I'm in my 2ww (2 week wait) for my last break cycle before doing IVF. Today is 9dpo (days post ovulation) and my usual luteal phase (2nd half of my cycle) is about 14 days on unmedicated cycles. So, that means I have about a week more before AF should be here or is officially late. By far, the hardest part of the 2ww. You start looking for symptoms of pg or AF's arrival. You check the toilet paper for red. You wonder if it's too early to POAS.

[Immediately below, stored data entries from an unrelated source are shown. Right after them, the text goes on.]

PR #15011, opened 2026-05-26
feat: Add grant step to login flow v2 diagram

artonge:
| Before | After |
|--------|--------|
| Screenshot From 2026-05-26 14-56-35 | Screenshot From 2026-05-26 14-56-08 |

### DIFF
--- a/developer_manual/client_apis/LoginFlow/index.rst
+++ b/developer_manual/client_apis/LoginFlow/index.rst
@@ -187,11 +187,14 @@ Note that the 200 will only be returned once.
                 end
 
                 User->>Browser: Enter credentials (and 2FA if required)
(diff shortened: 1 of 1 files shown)


printminion-co (approved):

printminion-co:
@artonge are there is 2 additional "preflight" calls (by apps) to /status.php and "capabilities" route before actual login call can be made.

artonge:
> are there is 2 additional "preflight" calls (by apps) to /status.php and "capabilities" route before actual login call can be made.

Those are not mandatory to the login flow.

- `status.php`: checks whether the server is healthy.
- `capabilies`: generic request to know what kind of operation the server can support

PR #15048, opened 2026-05-30
chore(admin): update ownCloud migration guide

MichaIng:
https://github.com/nextcloud/server/pull/59677 fixes direct migration from ownCloud to latest Nextcloud.

It does not change something about the fact that latest ownCloud 10 does not support any PHP version supported by Nextcloud. But while keeping PHP 7.4 during the migration to Nextcloud 25 makes it easier to revert to ownCloud in case of an issue, that path requires manually patching `version.php`, a lot of major version upgrades, and intermediate PHP upgrade steps. Overall the efforts are a lot higher than migration directly to latest Nextcloud, and upgrade PHP only once prior to that.

Another reason to prefer direct migration to latest Nextcloud is, that Nextcloud 25 migrations are not maintained anymore. There is hence a chance that some recent ownCloud 10 version introduces a change that causes a major or subtil issue during the migration, that is fixed only in Nextcloud versions which are not EOL.

The migration steps have been adjusted to reflect the direct migration path to the upcoming Nextcloud 34.0.0.

The table itself, to in case list different migration paths for different ownCloud versions, has been left in place, including the optional/conditional migration steps to further upgrade Nextcloud and in case PHP afterwards. However, to reduce maintenance efforts and simplify/clarify things, I'd vote for removing support for migration to any older Nextcloud versions entirely, and remove the target version and post-migration upgrade steps from the docs. Once latest Nextcloud removes support for migrations from ownCloud 10.13.x, it is probably better to simply remove this migration path from the docs, and require admins to upgrade ownCloud first. IMO, keeping support for (and documenting) migrations to Nextcloud versions, which themselves are not supported, and hence do not get possibly needed fixes for migration scripts and `version.php`, does not make sense.

Let me know if you agree to the last point, then I'll adjust the commit accordingly.

### ☑️ Resolves

* Fix #…

### 🖼️ Screenshots

Before:

{26547216-C39A-42B0-BF9B-B4612EF9AB19}

After:

{4F886D4D-9769-4F0E-A391-40C7CD6195BC}

_Would it make sense to split each ownCloud-Nextcloud version pair into their own table row, when keeping the table at all?_

### ✅ Checklist

- [x] I <s>have built</s> let github-actions build the documentation <s>locally</s> and reviewed the output (😅)

### DIFF
--- a/admin_manual/maintenance/migrating_owncloud.rst
+++ b/admin_manual/maintenance/migrating_owncloud.rst
@@ -15,48 +15,44 @@ See the table below for a version map, where migrating is easily possible:
 +-------------------+-------------------------------+
 | ownCloud          | Nextcloud                     |
 +===================+===============================+
-| 10.13.x           | 25.0.13                       |
-| 10.14.x           | 25.0.13                       |
-| 10.15.x           | 25.0.13                       |
-| 10.16.x           | 25.0.13                       |
+| 10.13.x           | 34.0.0                        |
+| 10.14.x           | 34.0.0                        |
+| 10.15.x           | 34.0.0                        |
+| 10.16.x           | 34.0.0                        |
 +-------------------+-------------------------------+
 
 .. note:: Since ownCloud does not and will not support PHP 8.0 or higher, you
-          need to migrate from ownCloud 10.13.x to Nextcloud 25 and then
-          further upgrade from there. We urge you to migrate to Nextcloud
-          since PHP versions prior PHP 8 are end of life, see
+          need to upgrade your PHP instance first, after which, ownCloud won't
+          be accessible anymore. See :doc:`../installation/system_requirements`
+          about PHP versions supported by Nextcloud. We urge you to migrate to
+          Nextcloud since PHP versions prior PHP 8 are end of life, see
           `<https://www.php.net/supported-versions.php>`_.
 
-1. First download the correct version of Nextcloud from our `older releases page <https://nextcloud.com/changelog/>`_,
+1. First download the correct version of Nextcloud from our `releases page <https://nextcloud.com/changelog/>`_,
 
 2. Make sure to have do a :doc:`backup<backup>` before migrating.
 
-3. Follow the upgrade instructions described in the :doc:`manual_upgrade` manual.
+3. Upgrade PHP to a version supported by the downloaded Nextcloud version.
 
-4. When migrating to Nextcloud 20.0 or later, you will also need to run the following commands after ``occ upgrade``:
+4. Follow the upgrade instructions described in the :doc:`manual_upgrade` manual.
+
+5. Run the following commands after ``occ upgrade``:
 
   * ``occ db:convert-filecache-bigint``
   * ``occ db:add-missing-columns``
   * ``occ db:add-missing-indices``
   * ``occ db:add-missing-primary-keys``
 
-5. If system cron was used, please verify if crontab entry was using the command ``occ system:cron``.
+6. If system cron was used, please verify if crontab entry was using the command ``occ system:cron``.
    If yes, please adjust it to use the ``php`` command instead according to :ref:`the background jobs configuration documentation<system-cron-configuration-label>`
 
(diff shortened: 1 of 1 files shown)


skjnldsv (approved):
Looks good, I'll wait for the other to check as well! Thanks !! :hug:

blizzz:
Looks good and makes sense. I do not have experience from a recent oc upgrade though. 

35.0.0 would be correct for the master branch, as 34.0.0 was branched out to `stable34`.

skjnldsv:
> Looks good and makes sense. I do not have experience from a recent oc upgrade though.
> 
> 35.0.0 would be correct for the master branch, as 34.0.0 was branched out to `stable34`.

I think not, we cannot vauht for 35 compatibility YET, this is not bound to our stable relzase process. I think it should stay 34 int his doc

MichaIng:
What do you think about my last point/suggestion to not define individual Nextcloud versions at all, but suggest to use the latest (at least a still supported one) instead, removing all the subsequent "upgrade major Nextcloud/PHP versions" steps? So there wouldn't be a need to update the table, latest Nextcloud is assumed to support all documented ownCloud origin versions. And once support for e.g. ownCloud 10.13 is dropped, it is removed from the table.

skjnldsv:
> not define individual Nextcloud versions at all, but suggest to use the latest (at least a still supported one) instead

Feels error-prone. We've had many of our releases needing work to make the oc-nc migration viable. We're very far from what owncloud is nowadays. I'm not sure we should take the "try and find out" approach, especially with migrations and potential data loss if admin don't do things carefully. :thinking:

MichaIng:
Of course it makes sense to keep testing it with major Nextcloud releases, and as well with new ownCloud releases, like if there will be a v10.17.y. And if migration from v10.13 breaks at some point a way that is not seen worth the efforts to fix, support can be removed via `version.php`. What I basically would aim to avoid is to support migrations to unsupported/EOL Nextcloud versions, for which things cannot be guaranteed well either, fixes cannot be shipped anymore etc. I mean the potential risk of data loss is on both ends, backups inevitable.

I am just thinking about setting up a GitHub Actions workflow with sets up the supported ownCloud versions, maybe with some additional data and apps via `occ`, does a number of checks via `occ` and `curl`, then follows the documented steps to migrate to HEAD branch version of Nextcloud, and repeats the checks 😄. Should not be that hard, given that can copy&paste setup steps from DietPi. And maybe there is even a reasonable way to pipe the result though some existing Nextcloud CI workflows?

skjnldsv:
@MichaIng if you wanna work on such tests, have a look at how we do upgrades tests on the updater server repository 😊

MichaIng:
@skjnldsv 
You mean https://github.com/nextcloud/updater/tree/master/tests? This is for the `updater.phar` "file replacer" part only, not `occ ugprade` database migration particularly, right? So while what `updater.phar` does would need to be done manually, the post-update `occ` health and version checks done in these tests could be reused.

skjnldsv:
> You mean [nextcloud/updater@`master`/tests](https://github.com/nextcloud/updater/tree/master/tests?rgh-link-date=2026-06-14T13%3A49%3A29Z)?

No, the updater_server repo :)

MichaIng:
Ah, in the dedicated https://github.com/nextcloud-releases orga. Yeah these look very good, only an additional intermediate `setup-php` job needed, and adjusted ownCloud URLs and `occ` commands, of course. I wonder whether the Nextcloud `updater.phar` works as well (will test anyway when creating these workflows 😄)?

I guess such tests should be added to https://github.com/nextcloud/server, where database upgrade and migration code lives. But how to build a production-ready Nextcloud instance from the local Git repo, where `occ upgrade` including integrity checks run through? I see https://github.com/nextcloud-releases/server/blob/main/.github/workflows/release-build.yml, but maybe there is a minimal subset of steps, or a way to invoke the build+cleanup steps from the releases repo, to not add a large copy and maintenance burden?

binford6000:
From my recent oC migrations this is what we've already done with our customers.

skjnldsv:
Thank you, merging then!!

skjnldsv:
Thanks again @MichaIng ! Always a pleasure seeing you around after all those years :hugs:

This time it's just a little bit harder. Why? Well, let me step back for a moment and explain a little bit more. I've been seeing an acupuncturist for about 7 months now to help with this whole IF deal. In the TCM (traditional chinese medicine) world, a diagnosis is made partly by feeling the patient's pulses. Not in the western sense, but 3 levels of pulses. The quality of the pulses tells the practioner what is going on with the patient and helps her to understand where the needles need to be placed to bring the patient into a more balanced state. When a patient is pregnant, the pulse takes on a 'slippery' feel to it. When I was pregnant in March, my acupuncturist confirmed that my pulse was "very slippery". In the hellish week between ultrasounds when we were waiting to see if the weak heartbeat we'd seen had improved or was gone (it was gone) she didn't find my pulse to be quite as slippery, although she didn't come right out and say that, bless her.
Ok, fast forward to this week. I went in on Wednesday for my weekly treatment. A few hours before the appointment, I had this thought sort of pop into my head that I should see if she can feel a slippery pulse. No good reason to suspect anything really, but the thought was there, so I honored my 'inner voice' and asked. I think I was wanting her to say that the pulse wasn't slippery so I could relax for the rest of my 2ww, expecting AF and gearing up emotionally for the IVF. What happened was that she felt something, but not clearly slippery. She said it could go either way, but that "something was happening in there". Since the needle placement she was going to do would not be a good idea if I was pg, she tried to see if she could make it more clear by placing a few needles to bring up my Kidney pulse a bit. It was still unclear a bit so to be on the safe side, she opted NOT to do the treatment she had originally planned. We went with a treatment that is good for early pg instead. After the needles had been in for a while, she came back to take them out and check my pulses again to see how I had reacted to the treatment. She commented that things were much stronger, but didn't specifically say the slippery pulse was stronger. BUT, she then asked me if we'd want to know the gender. (In TCM, if the Kidney pulse is stronger on the right, it's a girl, if it's stronger on the left, it's a boy. Not 100% precise, but her stats are more like 85% accuracy - pretty good in my book. And, she was right about the pg in March being a girl, it was confirmed by DNA analysis post D&C.) I said, sure we'll want to know [when I get pg]. Her response was, "if you're pregnant, it's a girl." WHOA! I was fine with the 50/50 chance based on the possible slippery pulse, but this threw me for a loop. How could she think she felt a stronger pulse if there wasn't an embryo in there working on implanting???
See, now my 2ww just got harder because I have to wait another week with this wondering and hoping. I refuse to test early because I never want to see a BFN (big fat NEGATIVE) again, so I want to wait at least until the day AF is due (Thursday/Friday) to test. So, now I wait, and wait, and wait. Waiting sucks - hard.